Whilst the new legislation is a major step forward in preventing Employers taking adverse action as a result of an employee’s refusal to provide access to their private accounts, Employers still reserve the right to permit social networking activities within their office only on a voluntary basis and implement policies in relation to employer operated computers. Once you are employed you may be required to sign an acceptable use policy relating to the use of social media within the workplace. You may have enjoy online free speech however you may be asked to sign a non-disparagement agreement which bans you from talking negatively about an employer on social media sites. Therefore employees who violate such acceptable use policies will still remain accountable for any activities which breach such policies.

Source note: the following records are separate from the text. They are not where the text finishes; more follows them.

PR #1533, opened 2025-03-05
[utils] Change order of args in `mergeReactProps`

mnajdova:
This PR changes the order in which args are processed in mergeReactProps, so we can prepare it as a public API.

Review with hidden whitespaces: https://github.com/mui/base-ui/pull/1533/files?diff=split&w=1


atomiks:
The ordering makes more sense here, but formatting is more of an issue than I thought

It's hard to notice `externalProps` the very end, and there's a lot of syntax and nesting which makes it tricky to understand.

Here's one example where it seems like it's just "dangling" randomly:
https://github.com/mui/base-ui/blob/a187ec52e918deacfc515dbc8949f38a4ea7ee71/packages/react/src/accordion/root/useAccordionRoot.ts#L158-L165

mnajdova:
> The ordering makes more sense here, but formatting is more of an issue than I thought
> 
> It's hard to notice externalProps the very end, and there's a lot of syntax and nesting which makes it tricky to understand.

This is more of a code style, we can extract the first arg as `defaultProps` in a constant and it would be much more readable. People are used to props spreading, having a reverse order is just unintuitive. I haven't seen any merge util in any library that has the reverse order. I feel strongly about this for the external app, if you, @michaldudak and @mj12albert really prefer the previous version, we can change the order only for the public API, but I would be honestly against this.

atomiks:
> This is more of a code style, we can extract the first arg as defaultProps in a constant and it would be much more readable

If so, I think we should encourage doing that instead throughout the codebase for readability (assigning a variable with `React.ComponentPropsWithoutRef<tag>` beforehand)

atomiks (approved):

California has become the third state to sign a bill into law that protects university officials and employers from requiring applicants to surrender their email and social media account passwords. Governor Jerry Brown signed a pair of privacy bills making it illegal for employers and colleges to demand access to social media accounts.
In enacting social media privacy laws California follows Maryland in enacting such legislation. Illinois was the second state to pass such legislation to protect against unwarranted invasions of privacy, HB3782. Similar online privacy laws already exist in Delaware. Whilst the state of Maryland enacted a law, which comes into operation on 1 October 2012, protecting employers, employees, and job applicants, Delaware has enacted a law to protects schools, students, and prospective students. Delaware was the first state to pass a law banning public and private schools from requiring students to give administration access to social media accounts,
Washington, Delaware and New Jersey were the next states to consider social media privacy laws. Now over a dozen other states are still working on similar legislation.
Employers will of course still be free to formulate workplace policies on the use of the Internet, social networking sites and email, and most Employers have an acceptable use policy which would cover the use of social media at work.